Comment on imagine
procrastitron@lemmy.world 7 hours agoThe problem is that rational numbers can be mapped to the integers (e.g. just encode each rational number as an integer), so there are not more rational numbers than integers.
Comment on imagine
procrastitron@lemmy.world 7 hours agoThe problem is that rational numbers can be mapped to the integers (e.g. just encode each rational number as an integer), so there are not more rational numbers than integers.
BarbedDentalFloss@lemmy.dbzer0.com 5 hours ago
No that’s not true. There are rational numbers in between the integers. Therefore the mapping between integers to rational numbers is injective and thus there are more rational numbers than integers.

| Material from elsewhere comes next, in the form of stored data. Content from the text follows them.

PR #228, opened 2023-09-14
Remove experimental compilation flag for text-generation models

dacorvo:
Using the `--enable-experimental-01` flag speeds up the compilation, but also increases inference latency by 25 to 35 %.


JingyaHuang (approved):
I will remove it from the exporter as well, it looks very risky for the moment.

michaelbenayoun (approved):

berber@feddit.org 4 hours ago
“the” mapping? there is no “the” mapping.
you are talking about the canonical inclusion mapping 1 in N to 1 in Z (restriction of the canonical inclusion of rings of integers Z into any other ring, Z is an initial object), which can be seen as a non-generic canonical mapping of semigroups.
but as sets, there is no inherent structure, there are injection, surjections, and of course bijections in both directions.
the only way one can call one set “bigger” is in the very strict sense of sets, N being a true subset of Q. however, this assumes N to be an actual subset of Q, which is a matter of definition and construction. so we say there is some embedding included, which is the same as (re)defining N as that embedded subset, so we are at your canonical inclusion of semigroups again. if you view this as inherent to N and Q, then there are “more” elements in Q as in N, but not in terms of cardinality.